Decoupling and decommensuration in layered superconductors with columnar defects

TL;DR

This paper investigates how columnar defects influence the decoupling transition and pinning behavior in layered superconductors with flux lattices, revealing enhanced transition temperatures and a possible explanation for observed melting line anomalies.

Contribution

It introduces a theoretical analysis of the effects of columnar defects on decoupling and decommensuration transitions in layered superconductors, including the impact on transition temperatures and pinning.

Findings

Columnar defects increase the decoupling transition temperature by ~B^2.

Reentrant recoupling transition occurs at high disorder levels.

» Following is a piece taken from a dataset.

PR #588, opened 2018-11-10
(maint) Add the option to build a Vanagon project with Docker

ekinanp:


ekinanp:
I've managed to build a CentOS 7 agent image with the changes here -- see https://github.com/ekinanp/puppet-agent/commit/80d5d93c0c315df3358d9ec2220b95bfa881f273 for the changes that needed to be made in puppet-agent (gist was to convert make-syntax => bash-syntax -- I have a comment about that in the second commit message).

Decommensuration transition explains a kink in the melting line.

Abstract

We consider layered superconductors with a flux lattice perpendicular to the layers and random columnar defects parallel to the magnetic field B. We show that the decoupling transition temperature Td, at which the Josephson coupling vanishes, is enhanced by columnar defects by an amount ~B^2 relative to Td. Decoupling by increasing field can be followed by a reentrant recoupling transition for strong disorder. We also consider a commensurate component of the columnar density and show that its pinning potential is renormalized to zero above a critical long wavelength disorder. This decommnesuration transition may account for a recently observed kink in the melting line.